Delphi Liability Portends Crisis In Municipal Pensions

General Motors’ experience with its former subsidiary offers a warning to states dealing with cash-strapped municipalities.


General Motors Corp.’s spin-off of components manufacturer Delphi Corp. won reluctant approval from the United Auto Workers in 1998 thanks in part to a key concession: The automaker agreed to guarantee Delphi’s pension obligations in the event that its former subsidiary went bankrupt. At the time, GM executives thought the spin-off was a masterstroke. Delphi, after all, was a huge liability, undermining GM’s profit potential year after year.
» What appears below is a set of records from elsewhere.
PR #267, opened 2021-08-23
[Ravi Ananya] iP

Banana3021:
# Banana :banana:

## Welcome to Banana, the new and improved Duke chatbot!

> Why do you need to write down tasks when you've got a chatbot.

### Here's what Banana can do:
1. Store your task information
1. Retrieve your task information immediately
1. Access your task information
    1. Find a task
    1. Delete a task
    1. Edit a task to indicate that it has been completed
    1. Use a proper `<Tasklist>` element

### It's super cool! 
* User-friendly
* Really easy to run
* Checks off tasks in a satisfying way.

### The next list of features:
- [x] GUI
- [ ] More types of tasks.

### How to run the code
```javascript
    }
```


src/main/java/banana/Duke.java
```diff
@@ -0,0 +1,352 @@
...
+ * The Duke class runs the duke/chatbot
+ * program.
+ *
+ * @author: Ravi Ananya
+ **/
+
+public class Duke {
+
+    private static final String WELCOME_LABEL = "Hello! I'm Banana \n" + "     What can I do for you?";
+    private static final String BYE_LABEL = "Bye. Hope to see you again soon!";
```
JunWei3112: Should these associated constants be prefixed by the common type name instead?
```suggestion
    private static final String LABEL_WELCOME = "Hello! I'm Banana \n" + "     What can I do for you?";
    private static final String LABEL_BYE = "Bye. Hope to see you again soon!";
```

src/main/java/banana/Duke.java
```diff
@@ -0,0 +1,352 @@
...
+
+    private Storage store;
```
JunWei3112: Perhaps it will be better if a noun was used for this variable name, instead of using a verb (which is better suited for methods/functions) ? 
```suggestion
    private Storage storage;
```

src/main/java/banana/Duke.java
```diff
@@ -0,0 +1,352 @@
...
+        }
+    }
+
+    public static void main(String[] args) {
+        /*String logo = " ____        _        \n"
+                + "|  _ \\ _   _| | _____ \n"
+                + "| | | | | | | |/ / _ \\\n"
+                + "| |_| | |_| |   <  __/\n"
+                + "|____/ \\__,_|_|\\_\\___|\n";
+        System.out.println("Hello from\n" + logo);*/
```
JunWei3112: Could this chunk of commented out code (also known as **dead code**) be deleted, since they are redundant?

src/main/java/banana/Duke.java
```diff
@@ -0,0 +1,352 @@
...
+
+/**
+ * The DukeException class
+ * throws specialised Duke exceptions.
+ *
+ * @author: Ravi Ananya
+ **/
+class DukeException extends Exception {
+
+    private String text;
```
JunWei3112: Perhaps it would be better if a more descriptive name (e.g. errorMessage) was used for this variable?

src/main/java/banana/Duke.java
```diff
@@ -0,0 +1,352 @@
...
+/**
+ * This class handles deadline
+ * types of tasks.
+ *
+ * @author: Ravi Ananya
+ **/
+
+class Deadline extends Task {
+
+    protected String deadLine;
```
JunWei3112: Should this variable be renamed to **deadline** instead, since deadline is a single word and naming it deadLine may cause confusion?

src/main/java/banana/Parser.java
```diff
@@ -0,0 +1,281 @@
...
+    }
+
+    /**
+     * Checks how to handle the user's
+     * input command.
+     *
+     * @param tasks the list of tasks.
+     * @throws DukeException if the input was invalid.
+     */
+    public void useInput(TaskList tasks) throws DukeException {
```
JunWei3112: Since there are many ways in which input can be used, should a more descriptive name be used for this method so as to further specify the purpose of this method? One possible suggestion is **parseInput**

src/main/java/banana/Parser.java
```diff
@@ -0,0 +1,281 @@
...
+
+    /**
+     * Changes the date format to be
+     * parsed by LocalDate.
+     *
+     * @param date the old-format date.
+     * @return the date.
+     */
+    public String parseDates(String date) {
+        String[] sep = date.split("/");
```
JunWei3112: As readers may not be able to infer the purpose of this variable from the abbreviated variable name, perhaps it would be better if a lengthier name was used to describe this variable instead? I noticed this same issue in some other places as well.

src/main/java/banana/TaskList.java
```diff
@@ -0,0 +1,62 @@
...
+    public Task getTask(int index) {
+        return allTasks.get(index);
+    }
+    
+    /**
+     * Gets the size of the list.
+     *
+     * @return the size of the list.
+     */
+    public int size() {
```
JunWei3112: Should verbs be used in the naming of this method instead? One possible suggestion is 
```suggestion
    public int getSize() {
```

src/main/java/banana/Ui.java
```diff
@@ -0,0 +1,44 @@
...
+/**
+ * The Ui class handles
+ * the user inputs.
+ *
+ * @author: Ravi Ananya
+ **/
+
+public class Ui {
+
+    protected Scanner userInput;
```
JunWei3112: Should another name be used in naming this Scanner variable instead? Naming it **userInput** may cause confusion to readers, since the purpose of this variable is to read and obtain user input, and readers may misinterpret that this variable is used to store user input instead.

JunWei3112 (commented):
Overall, I found that your code was quite easy to read and your methods also contain an appropriate number of lines of code (not too lengthy and nested). 
However, some of the classes may be getting too long. One example will be Duke.java, where classes that serve other purposes are also being declared in the same file. You can consider splitting it into different class files.
Also, do take extra note when naming variables or methods, so as to improve readability of the code. Otherwise, good job! 😁

src/main/java/banana/Duke.java
```diff
@@ -0,0 +1,251 @@
...
+     *
+     * @return the error message.
+     */
+    @Override
+    public String getMessage() {
+        return errorMessage;
+    }
+
+}
+
```
rgbpokka, line 99: Overall I feel the code is well organized into distinct methods, however it is a very large file. Perhaps the writeToFile method could be part of the Storage class instead?

src/main/java/banana/Parser.java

Pensions were a side matter, they thought.

They were wrong.

Delphi went bankrupt in October 2005. Its underfunded pension plan destroyed any hope for a short-term turnaround at GM and contributed directly to the automaker’s own entry into Chapter 11 last June.

Trillion-Dollar Pension Crisis Looms Large Over America

Trillion-Dollar Pension Crisis Looms Large Over America

GM’s experience with Delphi provides a prophetic warning to states whose towns and counties participate in statewide pension plans. Although no state has yet gone bankrupt, municipalities have, and states may well be left holding the bag.


Consider the City of Vallejo, California, which filed for Chapter 9 bankruptcy in May 2008. Vallejo’s largest unsecured creditor was the California Public Employees’ Retirement System. Under state law, a municipality cannot default to CalPERS. But laws change as facts change, and the facts are devastating for this once-vibrant city of 72,000, now reporting an annual operating deficit of $4.2 million. For now its retirees are not affected; the city can pay out benefits by drawing on the $412 million it has with CalPERS. But that money won’t last forever.

“This is a ticking time bomb in California,” says Marc Levinson, a partner with the law firm Orrick, Herrington & Sutcliffe, which represents Vallejo.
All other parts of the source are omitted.